Une silhouette masculine émaciée se découpe sur l’horizon noir de suie. Affligé par le chagrin ou le désespoir, il semble prêt à s’effondrer dans une plaine cendreuse, jonchée de cadavres, qui comme lui, furent sans doute accablés du même mal. Cette cover macabre du nouvel album de Wandar intrigue et happe irrémédiablement dans l’univers désolé du groupe allemand.
Mystérieusement intitulé “Tiefe Erde” (Terre Profonde), l’enregistrement est sorti le 1er mai dernier sur le label Vendetta Records. Comme épitaphe de cet album, Wandar déclare : “Nous avons saigné, nous avons souffert et nous ne sommes devenus qu’un avec les terres anciennes”. “Tiefe Erde” dépeint ainsi une riche constellation de symboles, sur fond de temps qui s’écoule, de cycle éternel entre la vie et la mort, et d’acceptation devant la force transcendante de la nature et du divin.
Ces thèmes philosophiques se répercutent dans la composition, dans laquelle se diluent les riffs poignants et la voix déchirante de Kallenheim. Des moments atmosphériques intenses viennent ponctuer le tout, comme à l'incipit de mes morceaux favoris "Erden" ou "Hetäre". Beaucoup de ruptures allongent le plaisir d'écoute, apportant un vertige croissant au fil des titres ; avec une sensation pertubante d'être mise au pied du mur grâce à un memento mori sonore répété à travers les percussions, de manière implacable.
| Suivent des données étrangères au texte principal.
PR #69, opened 2022-05-01
Change: Only highlight actual message body when replying

rayes0:
Something that became a problem while working on #63. Adds an `ement-body` text property set for the message body only so that when replying, only the actual message body is highlighted.

Before:
out

After:
out1


alphapapa:
This might be a good idea, but let's work on this after you've gotten the FSF CA done and the URL previews are merged.

PR #74, opened 2022-05-21
Correcting pantalaimon connection command

hochata:
It seems a botched edit changed the example connection command. I just restored the original version.


alphapapa:
Thanks for noticing and fixing that!  I don't know how that happened.  Recently I had a strange situation in which my Emacs undo list seemed to get corrupted and caused some weird corruption in a buffer; maybe it was related to that.  And then I obviously overlooked that line in the larger commit diff.  :)

PR #78, opened 2022-06-25
Add: Upload file by dragging them to an Emacs frame

vizs:
This commit allows one to upload a file to the current room by dragging and dropping it on an Emacs frame.

### DIFF
--- a/ement-room.el
+++ b/ement-room.el
@@ -48,6 +48,7 @@
 (require 'shr)
 (require 'subr-x)
 (require 'mwheel)
+(require 'dnd)
 
 (require 'ement-api)
 (require 'ement-lib)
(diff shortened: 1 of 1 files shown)


alphapapa:
Thanks, this seems like a good idea.

One minor problem I may forsee is that this doesn't check to see which window/buffer the file is dropped onto, so if the active window were a different buffer than the user intended to upload the file to, would it still work as expected?  (I haven't used the `dnd` library since I added support for this to `matrix-client` years ago, so I don't remember this detail about how it works.)

vizs:
25 Jun 2022, 19:16 by ***@***.***:

>
>
>
>
> Thanks, this seems like a good idea.
>
>
> One minor problem I may forsee is that this doesn't check to see which window/buffer the file is dropped onto, so if the active window were a different buffer than the user intended to upload the file to, would it still work as expected?  (I haven't used the > dnd>  library since I added support for this to > matrix-client>  years ago, so I don't remember this detail about how it works.)
>
>
Not too sure about what you mean here but if the user doesn't drop the file on the room window, then they won't be to upload the file.  E.g., if they drop it on a dired window, it will copy the file there; else it might be visited, etc.

If the current window is not a room buffer but if you drop the file onto an inactive window with the room buffer, then it uploads the file just fine.

I think it might be quicker to try it for yourself.

vizs:
Thanks!

PR #92, opened 2022-09-08
Emacs 27 compatibility fix #90

### LINKED ISSUE #90: Enable Emacs 27 fall-back for browse-url-handlers usage
```
;; Package-Requires: ((emacs "27.1") ...)
```

The `browse-url-handlers` option was added in Emacs 28.1:

```
** Browse URL

*** Added support for custom URL handlers.
There is a new variable 'browse-url-default-handlers' and a user
option 'browse-url-handlers' being alists with '(REGEXP-OR-PREDICATE
. FUNCTION)' entries allowing to define different browsing FUNCTIONs
depending on the URL to be browsed.  The variable is for default
handlers provided by Emacs itself or external packages, the user
option is for the user (and allows for overriding the default
handlers).

Formerly, one could do the same by setting
'browse-url-browser-function' to such an alist.  This usage is still
supported but deprecated.
```

phil-s:
If `browse-url-handlers` is not defined then fall back to using `browse-url-browser-function`.

### DIFF
--- a/ement-room.el
+++ b/ement-room.el
@@ -1917,11 +1917,17 @@ and erases the buffer."
         imenu-create-index-function #'ement-room--imenu-create-index-function
         ;; TODO: Use EWOC header/footer for, e.g. typing messages.
         ement-ewoc (ewoc-create #'ement-room--pp-thing))
-  (when (boundp 'browse-url-handlers)
-    ;; NOTE: This variable was added in Emacs 28.1.  In earlier versions, these links
-    ;; won't work within Ement.
-    (setq-local browse-url-handlers (cons (cons ement-room-matrix.to-url-regexp #'ement-room-browse-url)
-                                          browse-url-handlers)))
+  ;; Set the URL handler.  Note that `browse-url-handlers' was added in 28.1;
+  ;; prior to that `browse-url-browser-function' served double-duty.
+  (let ((handler (cons ement-room-matrix.to-url-regexp #'ement-room-browse-url)))
+    (if (boundp 'browse-url-handlers)
+        (setq-local browse-url-handlers (cons handler browse-url-handlers))
+      (setq-local browse-url-browser-function
+                  (cons handler
+                        (if (consp browse-url-browser-function)
+                            browse-url-browser-function
+                          (and browse-url-browser-function
+                               (list (cons "." browse-url-browser-function))))))))
   (setq-local completion-at-point-functions
               '(ement-room--complete-members-at-point ement-room--complete-rooms-at-point))  
   (setq-local dnd-protocol-alist (append '(("^file:///" . ement-room-dnd-upload-file)


phil-s:
I have not tested this yet.

alphapapa:
> I have not tested this yet.

Thanks for being clear about that.  Would you be able to test it?  I shouldn't merge it without it being tested first, and I don't have an Emacs 27 build handy.

phil-s:
Yep, I'll do some testing and follow-up; I just decided to open the PR at the time on the off-chance that would be comments in the interim.

phil-s:
I've tested this now (and fixed a bug).  I've pushed the fixed version to my fork.

FYI... I initially struggled with finding any `matrix.to` links on our server.  I ended up doing a text property search on some large histories, and was able to find and test some that way (even if they were all referencing something about 1-2 lines prior).

Most of the "in reply to" links from our Matrix server have URLs like this:

    https://DOMAIN1/#/room/!HASH1:DOMAIN2/$HASH2_HASH3-HASH4?via=DOMAIN2&via=DOMAIN3&via=DOMAIN4

(For our local domains, and what I presume are some kind of hashes or UUIDs.)

Notably, as well as the different domain, we have a `room/` component which doesn't match the regexp.

(Given this, I don't know why there were *any* `https://matrix.to/` URLs to be found, but I guess that's irrelevant.)

`ement-room-matrix\.to-url-regexp` is:

    "https?://matrix\\.to/#/\\([!#][^/]+\\)\\(?:/\\(\\$[^/?]+\\)\\)?\\(?:\\?\\([^z-a]+\\)\\)?"

Changing `matrix\\.to/#/` to `DOMAIN1/#/room/` made the "in reply to" links I'm seeing do the right thing (ement would jump to that location).  I.e.:

    "https?://DOMAIN1/#/room/\\([!#][^/]+\\)\\(?:/\\(\\$[^/?]+\\)\\)?\\(?:\\?\\([^z-a]+\\)\\)?"

I have no idea whether `room/` is a common component of these URLs or not, but perhaps that should be a optional part of the standard regexp, and then regexp made into a defcustom so that users can more easily tweak the initial domain part?

phil-s:
Oh, we also have these URLs:

    https://DOMAIN1/#/user/@USER:DOMAIN2

Perhaps in `matrix.to` URLs there's never a `user/` or `room/` or anything else, and it just figures it out?

alphapapa:
@phil-s 

> I've tested this now (and fixed a bug). I've pushed the fixed version to my fork. I was testing in both 27.2 and 28.1, and I believe this is working correctly for both.

Thank you!  I rebased and merged.

Regarding the other URL-related issues, I wasn't aware that the domain in those URLs was expected to be anything other than `matrix.to`.  If you would, please open another issue to discuss those problems and how we might solve them.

Ce calme relatif marque alors le début de l'apocalypse, avant de s'intensifier à l'extrême jusqu'aux confins de l'album. En fin de compte, il s'agit ici d'une démonstration fort énergivore, qui dévore les chairs jusqu'à ressembler peut-être, à la figure décharnée présentée en couverture. Tout est lié !
Mais je m'égare. "Tiefe Erde" est une galette dont les harmonies troublantes et exaltantes ont pris d’assaut mes entrailles de leur puissance véhémente. En d’autres termes, cela signifie que j’ai aimé.